When I looked at the other girls, I said, “They are all so pretty,” but when I took a moment to think about it, I realized that those Texas girls were no prettier than NYC girls, it was that they carried themselves and acted like ladies, and they expected — no, they demanded (not in words) that the young men treat them like ladies.
Now...I had been raised in a household run by parents who expected us to always be polite — and my father was one who advised my extremely handsome brother that he should consider any girl he took out on a date to be far, FAR better than he and to “get down on (your) knees and thank God she’s willing to even be seen with (you) in public.”
However, none of my own dates was able to pull it off like those boys down in Texas...until I met my husband.
I tell you, that trip down South changed my life.
Regards,
A couple of Robert Heinlein quotes that would relate to your thread.
“Moving parts in rubbing contact require lubrication to avoid excessive wear. Honorifics and formal politeness provide lubrication where people rub together. Often the very young, the untravelled, the naive, the sophisticated deplore these formalities as ‘empty,’ ‘meaningless,’ or ‘dishonest,’ and scorn to use them. No matter how ‘pure’ their motives, they thereby throw sand into machinery that does not work too well at best.”
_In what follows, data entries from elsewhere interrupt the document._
PR #2898, opened 2022-09-20
Use 20 threads when testing

radumereuta:
similar to the available Jenkins executors


radumereuta:
Doesn't appear to run faster.
We also need to check how many threads the Java thread pool is using to make sure we're not creating extra contention there.

ehildenb:
`nproc` is correctly reporting thread counts on GitHub runners, which we [already are switching to](https://github.com/runtimeverification/k/pull/2896).

image

PR #2916, opened 2022-09-27
`kup` install tool + nix bash script

### LINKED ISSUE #2894: `kup` command for managing Nix K versions
Many of our users complain about our installation process, and we historically have trouble tools with different versions of K and such.

One installation process that everyone seems to like is the `curl SOME_URL | bash -` approach, especially if it does version management for the user. The Foundry tool, for example, has you [install `foundryup`](https://github.com/foundry-rs/foundry#installation), then you just run `foundryup` when you need to update, and automatically get the newest version, all installed in the users home directory. Similarly, the Rust compiler `rustc` has [`rustup`](https://rust-lang.github.io/rustup/) for managing compiler toolchains. [dapp.tools](https://github.com/dapphub/dapptools#installation) does similarly, they have a user run `curl https://dapp.tools/install | sh`, which does (i) install Nix, (ii) install the nix expression for that package at that version. Then we just have to rely on having Nix derivations for everything, which may be easier long-term than having platform specific binaries produced on CI (though we probably _do_ still want to populate some public Nix caches so that users can have super fast installation).

Here is `rustup help`:

```
rustup 1.24.3 (ce5817a94 2021-05-31)
The Rust toolchain installer

USAGE:
    rustup [FLAGS] [+toolchain] <SUBCOMMAND>

FLAGS:
    -v, --verbose    Enable verbose output
    -q, --quiet      Disable progress output
    -h, --help       Prints help information
    -V, --version    Prints version information

ARGS:
    <+toolchain>    release channel (e.g. +stable) or custom toolchain to set override

SUBCOMMANDS:
    show           Show the active and installed toolchains or profiles
    update         Update Rust toolchains and rustup
    check          Check for updates to Rust toolchains and rustup
    default        Set the default toolchain
    toolchain      Modify or query the installed toolchains
    target         Modify a toolchain's supported targets
    component      Modify a toolchain's installed components
    override       Modify directory toolchain overrides
    run            Run a command with an environment configured for a given toolchain
    which          Display which binary will be run for a given command
    doc            Open the documentation for the current toolchain
    man            View the man page for a given command
    self           Modify the rustup installation
    set            Alter rustup settings
    completions    Generate tab-completion scripts for your shell
    help           Prints this message or the help of the given subcommand(s)
```

### `kup` command

Here is what I would propose as the help message of this command:

```
kup 5.4.3 (ce5817a94 2021-05-31)
The K Framework installer

USAGE:
    kup [FLAGS] <SUBCOMMAND>

FLAGS:
    -v, --verbose    Enable verbose output
    -h, --help       Prints help information
    -V, --version    Prints version information

SUBCOMMANDS:
    setup          Install the kup command locally
    list           Show the active and installed K versions
    list --all     Show all versions available (including remote ones)
    install        Download and install the stated version (do not switch default)
    update         Update K Framework default version and kup
    default        Set the default K version
    run            Run a command with an environment configured for a given K version
    shell          Give a shell with an environment configured for a given K version
    help           Prints this message or the help of the given subcommand(s)
```

And we should make it available at https://kframework.org/kup, via `curl https://kframework.org/kup | bash -s setup`.

We should support one special version name called `latest`, which saying `kup default latest` makes the installation track that version. If the installation is tracking the `latest` version, then `kup update` should also affect the default version (by updating to the latest available).

We should aim to not have to do any global installs or `sudo` commands other than what's required to get Nix set up on their system.

goodlyrottenapple:
Fixes: https://github.com/runtimeverification/k/issues/2894

This PR adds the initial `kup` tool (#2894) plus an installation script which provide the functionality to:

* install, remove and update all k framework semantics which have a nix flake expression (currently k itself and evm-semantics)
* drop into a temporary shell for the above

See below for a sample interaction with the tool:
image


package/kup/Makefile
```diff
@@ -0,0 +1,57 @@
+.PHONY: default all clean build install          \
```
tothtamas28: Please regenerate this project with [cruft](https://cruft.github.io/cruft/):

```
cruft create https://github.com/runtimeverification/python-project-template.git
```

This way, we can easily apply template changes.

goodlyrottenapple:
@ehildenb before this tool is useful for our users, we need to set up the caching for all the listed tools, so kup doesnt end up compiling stuff on the user's machine. I will open a separate PR for this in the K repo.

package/kup/src/kup/__main__.py
```diff
@@ -0,0 +1,185 @@
+import os, sys
```
tothtamas28: Please make sure `make` succeeds.

tothtamas28: Formatting issues can be fixed with `make format`.

package/kup/Makefile
tothtamas28: Consider moving the project to the repo root.

goodlyrottenapple: i used cookiecutter. is that not used any more? if not, please update the repo.

tothtamas28: `cruft` uses `cookiecutter`, it just adds some versioning capabilities.

goodlyrottenapple: i see, still, the readme needs updating in the `python-project-template` repo

ehildenb:
Closing and re-opening to trigger new workflows.

ehildenb:
It looks good to me, and seems to work as intended. @shd101wyy can you advise us on how to get this published on the website at https;//kframework.org/install? Specifically, the `package/nix/install` script?

tothtamas28 (approved):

‘Whenever women have insisted on absolute equality with men, they have invariably wound up with the dirty end of the stick. What they are and what they can do makes them superior to men, and their proper tactic is to demand special privileges, all the traffic will bear. They should never settle merely for equality. For women, “equality” is a disaster.”
Regards
alfa6 ;>}
He needs to add these with their meanings to the lesson
Trustworthy
Loyal
Helpful
Friendly
Courteous
Kind
Obedient
Cheerful
Thrifty
Brave
Clean
Reverent
Shhhhh!.... Don’t you know that’s “HOMOPHOBIC?”
Hey dear one. I was raised in the military too, and we were taught the very best of manners. Folks always complimented our parents.
When my SweetBaby and I married, our children were taught the same thing and then we in turn, received those same sweet compliments.
They, thankfully, have done the same with our grandchildren.
Manners are what’s missing in the crass society we have allowed to take over. Indeed in our culture itself.
I also think liberals are less mannerly too.
LOL
Did she demand to be called Senator?